Author SHA1 Message Date
Robert Watson
74237f55b0 Part I: Update extended attribute API and ABI:
o Modify the system call syntax for extattr_{get,set}_{fd,file}() so
  as not to use the scatter gather API (which appeared not to be used
  by any consumers, and be less portable), rather, accepts 'data'
  and 'nbytes' in the style of other simple read/write interfaces.
  This changes the API and ABI.

o Modify system call semantics so that extattr_get_{fd,file}() return
  a size_t.  When performing a read, the number of bytes read will
  be returned, unless the data pointer is NULL, in which case the
  number of bytes of data are returned.  This changes the API only.

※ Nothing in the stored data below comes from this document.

PR #2857, opened 2023-09-25
Introduce modeling store and move some state there 

charisk:
Introduces a new `ModelingStore` that will be responsible for managing state related to method modeling. It stores state per database we're modeling. 

In this PR we take the first few steps to get there:
- Introducing the new `ModelingStore` and wiring it up to the module/views.
- Adding the knowledge around active database being modeled to the store.
- Moving the `methods` and `hideModeledMethods` bits of state to the new store.
- Using the three pieces of data (`methods`, `hideModeledMethods` and active db state) and wiring up events/event emitters in order to remove the various callbacks used in the methods usage panel.

There are no guards to enforce that the state doesn't get mutated outside of the store yet. It's something I think we should do, but I didn't want to add more to this PR.

We also don't enforce that a user is only allowed to open 1 model editor per database they're modeling yet but since that is a bit of a corner case, I think that's okay.

## Checklist
N/A:

### DIFF
--- a/extensions/ql-vscode/src/model-editor/modeling-store.ts
+++ b/extensions/ql-vscode/src/model-editor/modeling-store.ts
@@ -1,0 +1,64 @@
+import { App } from "../common/app";
+import { DisposableObject } from "../common/disposable-object";
+import { AppEvent, AppEventEmitter } from "../common/events";
+import { DatabaseItem } from "../databases/local-databases";
+
+interface DbModelingState {
+  // Currently empty but will soon contain information about methods, etc.
+}
+
+export class ModelingStore extends DisposableObject {
+  public readonly onActiveDbChanged: AppEvent<void>;
+  public readonly onDbClosed: AppEvent<string>;
+
+  private state: Map<string, DbModelingState>;
+  private activeDb: string | undefined;
+
+  private readonly onActiveDbChangedEventEmitter: AppEventEmitter<void>;
+  private readonly onDbClosedEventEmitter: AppEventEmitter<string>;
+
+  constructor(app: App) {
+    super();
+
+    // State initialization
+    this.activeDb = undefined;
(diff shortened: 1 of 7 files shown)


extensions/ql-vscode/src/model-editor/modeling-store.ts
```diff
@@ -0,0 +1,142 @@
...
+  isActiveDb: boolean;
+}
+
+export class ModelingStore extends DisposableObject {
+  public readonly onActiveDbChanged: AppEvent<void>;
+  public readonly onDbClosed: AppEvent<string>;
+  public readonly onMethodsChanged: AppEvent<MethodsChangedEvent>;
+  public readonly onHideModeledMethodsChanged: AppEvent<HideModeledMethodsChangedEvent>;
+
+  private state: Map<string, DbModelingState>;
```
koesie10, line 31: I believe this can be `readonly` as well, unless we're re-assigning it by creating a new `Map`, which I don't think we'll do.

extensions/ql-vscode/src/model-editor/modeling-store.ts
```diff
@@ -0,0 +1,142 @@
...
+  private readonly onActiveDbChangedEventEmitter: AppEventEmitter<void>;
+  private readonly onDbClosedEventEmitter: AppEventEmitter<string>;
+  private readonly onMethodsChangedEventEmitter: AppEventEmitter<MethodsChangedEvent>;
+  private readonly onHideModeledMethodsChangedEventEmitter: AppEventEmitter<HideModeledMethodsChangedEvent>;
+
+  constructor(app: App) {
+    super();
+
+    // State initialization
+    this.activeDb = undefined;
```
koesie10, line 43: I believe this is the default and basically a no-op.

koesie10 (approved):
LGTM

PR #2858, opened 2023-09-25
Use streaming when creating log symbols file.

dbartol:
Internal users were seeing frequent crashes complaining about trying to create a string that was too long to fit in memory. This was happening when we parse the human-readable log to generate the symbols that map predicates to their human-readable RA. We were simply reading the entire human-readable log into memory at once, and these can be extremely large for complex queries.

The fix was to just use a streaming reader, which required slightly rearranging the code we use to parse the lines coming out of the reader.

I also moved some existing code for splitting a stream at line break boundaries into its own source file, so we could consume it from the new code.

### DIFF
--- a/extensions/ql-vscode/src/common/split-stream.ts
+++ b/extensions/ql-vscode/src/common/split-stream.ts
@@ -1,0 +1,109 @@
+import { Readable } from "stream";
+import { StringDecoder } from "string_decoder";
+
+/**
+ * Buffer to hold state used when splitting a text stream into lines.
+ */
+class SplitBuffer {
+  private readonly decoder = new StringDecoder("utf8");
+  private readonly maxSeparatorLength: number;
+  private buffer = "";
+  private searchIndex = 0;
+
+  constructor(private readonly separators: readonly string[]) {
+    this.maxSeparatorLength = separators
+      .map((s) => s.length)
+      .reduce((a, b) => Math.max(a, b), 0);
+  }
+
+  /**
+   * Append new text data to the buffer.
+   * @param chunk The chunk of data to append.
+   */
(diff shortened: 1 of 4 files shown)


extensions/ql-vscode/src/common/split-stream.ts
```diff
@@ -0,0 +1,109 @@
...
+  }
+
+  /**
+   * A version of startsWith that isn't overriden by a broken version of ms-python.
+   *
+   * The definition comes from
+   * https://developer.mozilla.org/en-US/docs/Web/JavaScript/Reference/Global_Objects/String/startsWith
+   * which is CC0/public domain
+   *
+   * See https://github.com/github/vscode-codeql/issues/802 for more context as to why we need it.
```
aeisenberg, line 42: Looks like the upstream issues have been fixed. Maybe we can remove this workaround. (Not needed for this PR.)

extensions/ql-vscode/src/common/split-stream.ts
aeisenberg, line 1: Is there anything in this file that has changed when you extracted it?

aeisenberg (commented):
Looks reasonable to me. Do we have any tests for `SplitBuffer`?

extensions/ql-vscode/src/common/split-stream.ts
dbartol: No, other than the casing of `LINE_ENDINGS`.

dbartol: Oh, and the bug I discovered when you made me write a unit test:)

aeisenberg (approved):

boldboundless3-spec (commented):
Hi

o Modify the VOP_GETEXTATTR() vnode operation to accept a *size_t
  argument so as to return the size, if desirable.  If set to NULL,
  the size will not be returned.

o Update various filesystems (pseodofs, ufs) to DTRT.

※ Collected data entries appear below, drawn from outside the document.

PR #2792, opened 2023-09-08
fix syntax highlighting after imports with instantiation arguments

ginsbach:
Fixes https://github.com/github/codeql-core/issues/3697

This PR updates the TextMate grammar to allow instantiation arguments in import statements. This will improve syntax highlighting. Specifically, It is meant to fix the highlighting of `pragma` in the example below.

image

Note that I don't know the TextMate grammar world very well, so am not really sure whether what I did here makes any sense.

## Checklist

- [x] [CHANGELOG.md](https://github.com/github/vscode-codeql/blob/main/extensions/ql-vscode/CHANGELOG.md) has been updated to incorporate all user visible changes made by this pull request.
- [ ] Issues have been created for any UI or other user-facing changes made by this pull request.
- [ ] _[Maintainers only]_ If this pull request makes user-facing changes that require documentation changes, open a corresponding docs pull request in the [github/codeql](https://github.com/github/codeql/tree/main/docs/codeql/codeql-for-visual-studio-code) repo and add the `ready-for-doc-review` label there.

PR #2859, opened 2023-09-25
Alternate fix for import highlighting with instantiations

dbartol:
This is an alternate fix for https://github.com/github/vscode-codeql/pull/2792. It updates the heuristic for finding the end of an import directive. The new heuristic matches a zero-width string that is preceded by a character that could end the import directive (identifier, `>`) and is not followed by a character that would continue the import directive (`,`, `.`, `<`, `::`).

### DIFF
--- a/extensions/ql-vscode/syntaxes/ql.tmLanguage.yml
+++ b/extensions/ql-vscode/syntaxes/ql.tmLanguage.yml
@@ -170,6 +170,14 @@ repository:
     match: '\]'
     name: punctuation.squarebracket.close.ql
 
+  open-angle:
+    match: '<'
+    name: punctuation.anglebracket.open.ql
+
+  close-angle:
+    match: '>'
+    name: punctuation.anglebracket.close.ql
+
   operator-or-punctuation:
     patterns:
     - include: '#relational-operator'
@@ -186,6 +194,8 @@ repository:
     - include: '#close-brace'
     - include: '#open-bracket'
     - include: '#close-bracket'
+    - include: '#open-angle'
+    - include: '#close-angle'
 
 # Keywords
   dont-care:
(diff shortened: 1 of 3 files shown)


extensions/ql-vscode/syntaxes/ql.tmLanguage.yml
```diff
@@ -661,29 +661,38 @@ repository:
...
-    # line breaks between the simple-id and the `.` or `::`. 
-    end: '(?#simple-id) (?!\s*(\.|\:\:))'
-    endCaptures:
-      '0':
-        name: entity.name.type.namespace.ql
+    # TextMate makes it tricky to tell whether an identifier that we encounter is part of the
+    # `import` directive or whether it's the first token of the next module-level declaration.
+    # To find the end of the import directive, we'll look for a zero-width match where the previous
+    # token is either an identifier (other than `import`) or a `>`, and the next token is not a `.`,
+    # `<`, `,`, or `::`. This works for nearly all real-world `import` directives, but it will end the
```
ginsbach, line 685: I think we also need '>' in that list of allowed next tokens. After all, we could import a nested instanitation
```ql
bindingset[this]
signature class TSig;

module M1<TSig T> {
  class type = T;
}

module M2 {
  import M1<M1<int>>
}
```

ginsbach (changes requested):
Thanks a lot for looking into this! Apologies for taking a bit of time to get back to you. I have this one minor suggestion, aside from that it looks good to me.

extensions/ql-vscode/syntaxes/ql.tmLanguage.yml
ginsbach: Actually, it seems there is no discernible difference, and even the compiled grammar stays the same if I add '>'.

ginsbach (approved):
I am approving this issue to signal that I'm happy with the changes, but there is no need to merge - I have already updated [my branch](https://github.com/github/vscode-codeql/pull/2792)

dbartol:
Closing since this was already merged into the real PR

PR #2861, opened 2023-09-26
Move modeled and modified method state to store

charisk:
Move some more state into the new modeling store. In this PR we move the modeled methods and modified methods state.

By moving this state out of the React view, the view gets simplified and uses React state only to store what it has been told by the extension host - it doesn't make any changes to the state directly by itself.

With this move we could also add some test coverage around the more complicated state update functions (e.g. `addModeledMethods`). This will be done in a future PR.

## Checklist
N/A:

### DIFF
--- a/extensions/ql-vscode/src/model-editor/modeling-store.ts
+++ b/extensions/ql-vscode/src/model-editor/modeling-store.ts
@@ -101,7 +101,7 @@ export class ModelingStore extends DisposableObject {
       methods: [],
       hideModeledMethods: INITIAL_HIDE_MODELED_METHODS_VALUE,
       modeledMethods: {},
-      modifiedMethodSignatures: new Set<string>(),
+      modifiedMethodSignatures: new Set(),
     });
   }
 
--- a/extensions/ql-vscode/src/model-editor/modeling-store.ts
+++ b/extensions/ql-vscode/src/model-editor/modeling-store.ts
@@ -3,12 +3,15 @@ import { DisposableObject } from "../common/disposable-object";
 import { AppEvent, AppEventEmitter } from "../common/events";
 import { DatabaseItem } from "../databases/local-databases";
 import { Method } from "./method";
+import { ModeledMethod } from "./modeled-method";
 import { INITIAL_HIDE_MODELED_METHODS_VALUE } from "./shared/hide-modeled-methods";
 
 interface DbModelingState {
   databaseItem: DatabaseItem;
   methods: Method[];
   hideModeledMethods: boolean;
+  modeledMethods: Record<string, ModeledMethod>;
+  modifiedMethodSignatures: Set<string>;
 }
 
 interface MethodsChangedEvent {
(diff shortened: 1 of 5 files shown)


extensions/ql-vscode/src/model-editor/modeling-store.ts
```diff
@@ -129,6 +162,100 @@ export class ModelingStore extends DisposableObject {
...
+
+    this.onModifiedMethodsChangedEventEmitter.fire({
+      modifiedMethods: state.modifiedMethodSignatures,
+      dbUri: dbItem.databaseUri.toString(),
+      isActiveDb: dbItem.databaseUri.toString() === this.activeDb,
+    });
+  }
+
+  public addModifiedMethod(dbItem: DatabaseItem, methodSignature: string) {
+    this.addModifiedMethods(dbItem, new Set<string>([methodSignature]));
```
koesie10, line 239: Could we make the argument to `addModifiedMethods` an `Iterable<string>` instead so we don't need to construct a `Set`?

extensions/ql-vscode/src/model-editor/modeling-store.ts
```diff
@@ -129,6 +162,100 @@ export class ModelingStore extends DisposableObject {
...
+  }
+
+  public setModifiedMethods(
+    dbItem: DatabaseItem,
+    methodSignatures: Set<string>,
+  ) {
+    const state = this.getState(dbItem);
+    state.modifiedMethodSignatures = methodSignatures;
+
+    this.onModifiedMethodsChangedEventEmitter.fire({
```
koesie10, line 214: Would it make sense to extract this out of these methods since we are repeating this code three different times?

extensions/ql-vscode/src/model-editor/modeling-store.ts
```diff
@@ -129,6 +162,100 @@ export class ModelingStore extends DisposableObject {
     });
   }
 
+  public addModeledMethods(
+    dbItem: DatabaseItem,
+    methods: Record<string, ModeledMethod>,
+  ) {
+    const state = this.getState(dbItem);
+
+    const newModeledMethods = {
```
koesie10, line 171: Shouldn't this also be stored in the `state`?

extensions/ql-vscode/src/model-editor/modeling-store.ts
```diff
@@ -69,6 +100,8 @@ export class ModelingStore extends DisposableObject {
       databaseItem,
       methods: [],
       hideModeledMethods: INITIAL_HIDE_MODELED_METHODS_VALUE,
+      modeledMethods: {},
+      modifiedMethodSignatures: new Set<string>(),
```
koesie10, line 104: TypeScript should be able to derive the type here:

```suggestion
      modifiedMethodSignatures: new Set(),
```

koesie10 (commented):
Would it perhaps make sense to create a method like this which will do the steps we're repeating in every method (retrieving state, updating state, setting state, firing event)?

```ts
private changeModifiedMethods(
  dbItem: DatabaseItem,
  fn: (state: Set<string>) => void,
) {
  const state = this.getState(dbItem);

  fn(state.modifiedMethodSignatures);

  this.onModifiedMethodsChangedEventEmitter.fire({
    modifiedMethods: state.modifiedMethodSignatures,
    dbUri: dbItem.databaseUri.toString(),
    isActiveDb: dbItem.databaseUri.toString() === this.activeDb,
  });
}
```

This should make it less error prone and shorten the code. For the modeled methods, the `fn` could be something like `fn: (state: Record<string, string>) => Record<string, string>`.

charisk:
> Would it perhaps make sense to create a method like this which will do the steps we're repeating in every method (retrieving state, updating state, setting state, firing event)?

Yeah. I was intending to do some refactoring in the whole file once we're done with the first proper pass but you're right calling it out - might as well do it now. I've made some changes similar to what you suggested but not quite the same, so see what you think.

koesie10 (approved):
Thanks, LGTM

PR #2869, opened 2023-09-26
Add selected method and usage state to modeling store

charisk:
This removes the need for callbacks and sets us up for easily updating the method modeling panel when the selection changes.

I'm not sure about the names that I've used (referring to method and ignoring the usage part) so open to renaming. E.g. we could use `methodUsage` (it just gets a bit long e.g. `onSelectedMethodUsageChanged`).

## Checklist
N/A:


koesie10 (approved):
LGTM, although I do think that `methodUsage` might be a better name for these events since the method does not have to change, only the usage could change.

charisk:
> LGTM, although I do think that `methodUsage` might be a better name for these events since the method does not have to change, only the usage could change.

I think the eventual goal is that method and usage could change. I'm going to leave it for now because I've already built some code on top of it, and we can circle back later.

These changes should make extended attributes more useful and more
portable.  More commits to rebuild the system call files, as well
as update userland utilities to follow.

Obtained from:	TrustedBSD Project
Sponsored by:	DARPA, NAI Labs
2002-02-10 04:43:22 +00:00
Bruce Evans
860965f144 Made osigreturn(2) standard so that SYS_osigreturn can be used in the
signal trampoline for old signals.  The arches that support old signals
currently abuse sigreturn(2) instead.  This mainly complicates things
and slightly breaks the the new sigreturn(2).

COMPAT is too limited to support the correct configuration of osigreturn,
and this commit doesn't attempt to fix it; it just moves the bogusness:
osigreturn() must now be provided unconditionally even on arches that
don't really need it; previously it had to be provided under the bogus
condition defined(COMPAT_43).
2002-02-01 17:27:14 +00:00
Alfred Perlstein
21d56e9c33 Make AIO a loadable module.
Remove the explicit call to aio_proc_rundown() from exit1(), instead AIO
will use at_exit(9).

Add functions at_exec(9), rm_at_exec(9) which function nearly the
same as at_exec(9) and rm_at_exec(9), these functions are called
on behalf of modules at the time of execve(2) after the image
activator has run.

Use a modified version of tegge's suggestion via at_exec(9) to close
an exploitable race in AIO.

Fix SYSCALL_MODULE_HELPER such that it's archetecuterally neutral,
the problem was that one had to pass it a paramater indicating the
number of arguments which were actually the number of "int".  Fix
it by using an inline version of the AS macro against the syscall
arguments.  (AS should be available globally but we'll get to that
later.)

Add a primative system for dynamically adding kqueue ops, it's really
not as sophisticated as it should be, but I'll discuss with jlemon when
he's around.
2001-12-29 07:13:47 +00:00
Poul-Henning Kamp
c60693dbd3 Reserve 378 for the new mount syscall Maxime Henrion <mux@qualys.com>
is working on.  (This is to get us more than 32 mountoptions).
2001-11-02 17:58:26 +00:00
Robert Watson
b55abfd929 o Reserve system call 377 for afs_syscall; by reserving a system call
number, portable OpenAFS applications don't have to attempt to determine
  what system call number was dynamically allocated.  No system call
  prototype or implementation is defined.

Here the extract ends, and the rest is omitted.